Dry wit is a much under-appreciated quality in this age of high-impact sledgehammer communication. In an election full of sub-standard soundbites and slogans signifying almost nothing, there is an especially strong case to be grateful for the occasional appearance of wit.
There was the moment when Nigel Farage mocked the Plaid Cymru chap who was opposing a crackdown on foreign students bringing in dependents by telling him that if you had got a place as an overseas student at a British university it didn’t mean that you should be able to bring your mum. But the gold medal for LOLs must go to the retiring Conservative ex-minister Tim Loughton, who was asked on Sky News what he thought of the Tory campaign and replied with devastating under-statement: ‘I’ve seen better.’
To call the national service plan half-baked would be an insult to amateur bread makers
Loughton developed his point by making a comparison with the Tory landslide defeat of 1997 in which, he said, a lot of things had gone wrong before the campaign. The difference in 2024 he suggested was that right now there was ‘a heck of a lot going wrong during the campaign’.
There have been so many setbacks and disasters that it is difficult to give all of them a namecheck. But the launch choreography featuring Sunak getting soaked by a torrential downpour certainly set a slapstick tone rather than a statesmanlike one. Then came the D-Day fiasco, followed by the insider betting scandal.
Both of those appear to have achieved significant ‘cut through’ on the doorsteps, further sapping the prospects of those sporting blue rosettes of getting re-elected. The former implied a lack of profound patriotism and instincts having gone awry at the very top of the party about the proper way of doing things. The latter suggested greed and the return with a vengeance of the old curse of ‘Tory sleaze’. Sunak’s dithering and tardiness over the withdrawal of Tory candidates caught up in the scandal also allowed opposition parties to further promote the idea of him being too weak to lead.

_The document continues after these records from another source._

Issue #422, opened 2020-07-01
Force re-evaluation of selectors


jcrowson:
Hey Recoil team,

What’s the standard for calling an async Selector on, say, an onClick event?

Would it be to tie the Selector to an Atom, and then change the value of the Atom?

drarmstr:
@jcrowson - Could you provide more context?  If you're just asking about reading a selector in a callback, vs during the render, you can do that as follows.  Motivations to do this might be to avoid an expensive query until the callback, prefetching, etc.  See the [`useRecoilCallback() docs`](https://recoiljs.org/docs/api-reference/core/useRecoilCallback)

```jsx
function MyButton() {
  const onClick = useRecoilCallback(({snapshot}) => async () => {
    const results = await snapshot.getPromise(expensiveQuery);
    alert(results);
  });

  return (
    <div>
      <button onClick={onClick}>My Button</button>
    </div>
  );
}
```

Is this what you're asking about?

NethraRaghu:
I have similar doubt, 

I have a selector that does the API call and I would like to call it onClick of a button.

`const [var, setter] = useRecoilStateLoadable(<selector>);`
If I add this in onclick function it goes to an infinite loop.
If I add it in parent function it gets called before onclick. 

Whats the best practice and can you provide an example?

NethraRaghu:
Hi, Is it possible to get a loading state, until the promise is resolved?

jacques-blom:
@drarmstr, I think @jcrowson is asking how you can rerun an async selector imperatively? An example use case would be when a user clicks refresh button.

I suppose the general idea is that you only need to fetch your data when your selector's dependencies change, but it makes sense that you may want to refetch data from the server in case it has changed.

As far as I know, the only way to do this would be to, as you say, update an atom value.

Code example: https://codesandbox.io/s/recoil-refetch-data-bqjp6?file=/src/App.tsx

drarmstr:
Correct, selectors represent derived state.  The selector `get` function is logically "idempotent," that is should always provide the same value for a given set of dependency values or selectorFamily parameters.  It may be cached or re-executed.  Only use selectors for queries where the query results will not change for the lifetime of the app.  If you are trying to have local state as a cache of some remote mutable state, then atoms can be used instead.  Effects can subscribe atoms to changes in other state, see [these examples](https://recoiljs.org/docs/guides/asynchronous-state-sync)

jcrowson:
[...]

PR #764, opened 2020-11-26
docs: help prevent "selector without dependencies" testing issues

jeysal:
I ran into #422/#650, costing me a lot of time, when writing tests for a selector that
retrieves data from a mocked fetch function that returns different values in different test cases.
Being confused how there can be any state persisting across a re-mount of `RecoilRoot`,
this is one of the documentation locations where I would have found the issue quicker.

### DIFF
--- a/docs/docs/api-reference/core/RecoilRoot.md
+++ b/docs/docs/api-reference/core/RecoilRoot.md
@@ -5,6 +5,8 @@ sidebar_label: <RecoilRoot />
 
 Provides the context in which atoms have values. Must be an ancestor of any component that uses any Recoil hooks. Multiple roots may co-exist; atoms will have distinct values within each root. If they are nested, the innermost root will completely mask any outer roots.
 
+Note: This does **not** mean that `RecoilRoot`s are always completely isolated from each other. For example, a selector that does not depend on any atom may have its result cached across roots. This can cause problems if the selector reads external resources, especially in tests that only render a new `RecoilRoot` for every test, but do not [reset](/docs/guides/asynchronous-data-queries#use-a-request-id) the selector in any way.
+
 ---
 
 **Props**:


docs/docs/api-reference/core/RecoilRoot.md
```diff
@@ -5,6 +5,8 @@ sidebar_label: <RecoilRoot />
 
 Provides the context in which atoms have values. Must be an ancestor of any component that uses any Recoil hooks. Multiple roots may co-exist; atoms will have distinct values within each root. If they are nested, the innermost root will completely mask any outer roots.
 
+Note: This does **not** mean that `RecoilRoot`s are always completely isolated from each other. For example, a selector that does not depend on any atom may have its result cached across roots. This can cause problems if the selector reads external resources, especially in tests that only render a new `RecoilRoot` for every test, but do not [reset](/docs/guides/asynchronous-data-queries#use-a-request-id) the selector in any way.
```
drarmstr, line 8: Adding some clarification may be helpful, but some corrections here:  It does not matter if the selectors have dependencies on other atoms/selectors or not for this.  It is also not a *problem* if the user is properly following the API contract when implementing their selectors to be properly "idempotent" (returning the same value for the same set of inputs/dependencies with no side-effects except for caching/logging).  Also, the term "reset" means to reset an atom/selector to the default value, which is distinct from the "refresh" pattern described in the guide.

drarmstr (changes requested):

docs/docs/api-reference/core/RecoilRoot.md
jeysal: I don't view the first two points as corrections.

> It does not matter if the selectors have dependencies on other atoms/selectors or not for this.

The referenced sentence starts with "For example" - it does not claim that there are no other situations in which this occurs, such as when a selector depends on an atom but the atom happens to have the same value across roots.

> It is also not a _problem_

It is not stated that Recoil's caching is a problem, it is stated that Recoil's caching in conjunction with certain user code can *cause* problems. This does not make a statement about either the former or the latter being at fault.

I agree that the wording reset is unfortunate, given that Recoil already uses it to describe one of its concepts. Substituting it with "refresh" would make sense and leave the meaning of the sentence intact.
Let me know if you want me to make this or other minor changes, however if as it appears you disagree with the phrasing of the paragraph overall, it'd probably be better if you rephrase it yourself from a maintainer POV, since it's barely worth bikeshedding any more over this few words :sweat_smile:

drarmstr:
Wordsmithed in #802

PR #787, opened 2020-12-10
[docs] async fix typo userRecoilValue

AndersDJohnson:
Recoil is looking very cool! Excited to use it where traditionally we might have reached for Redux or custom context...
I was just going through the latest docs and noticed a small typo on async queries showing `userRecoilValue` instead of `useRecoilValue`.


mondaychen:
Great catch! Thanks!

Yet these were merely the most memorable moments of farce to have tripped up Team Rishi. Even when he and David Cameron failed to competently feed a flock of sheep in Devon, they clearly still fell a long way short of the antics of Lib Dem leader Ed Davey who has campaigned throughout as a nightmare cross between Buster Keaton and Buster Bloodvessel.
More profound failings by far concern serious deficiencies in the basic political proposition Sunak has sought to make to the country. Policy-wise, the pensioner ‘triple lock plus’ probably succeeded in binding in at least some of the one remaining core Tory demographic: the over 70s. But to call the national service plan half-baked would be an insult to amateur bread makers. And then the manifesto itself was notably devoid of eye-catching retail offers: the dullest suicide note in history. A further proposed shaving of national insurance rates, for example, made fewer waves than did Reform UK’s plan to raise the personal allowance to £20,000.
Reform’s campaign surge, on the back of Nigel Farage’s U-turn about not standing, was a major disaster for the Tories. We wait to see how much of the insurgent party’s progress was lost thanks to its leader’s remarks about Vladimir Putin and the war in Ukraine. Not enough to squash the Reform vote sufficiently to save many Tory incumbents on the cusp of defeat would be my guess.
Yet it was on the core business of attacking Keir Starmer and Labour that the very biggest Tory campaign failings occurred. The idea of £2,000 of tax rises per household over a parliamentary term under Labour was widely debunked and yet also insufficiently scary to gain traction given the escalating tax burden the Conservatives have themselves arranged.
Worse still, in the end Sunak and his lieutenants alighted on Labour’s perceived slackness about controlling both legal and illegal immigration as potentially their most potent weapon. This should have been obvious from the day Sunak became prime minister. Yet in order to exploit it, Sunak would have needed a record on both metrics that he could have sold to the migration-sceptic masses. Instead, official statistics landed early in the campaign about the enormous, unprecedented and pledge-shredding scale of legal immigration over which Boris Johnson and he had presided, to be followed soon afterwards by the 50,000th illegal arrival being escorted into Dover on Sunak’s watch.
He was reduced to claiming, incredibly, that those Rwanda flights will finally get underway days after the 4 July polling day that he decided to set when he could instead have waited for firm evidence of success. He didn’t stop the boats but almost certainly he has stopped a lot of the votes.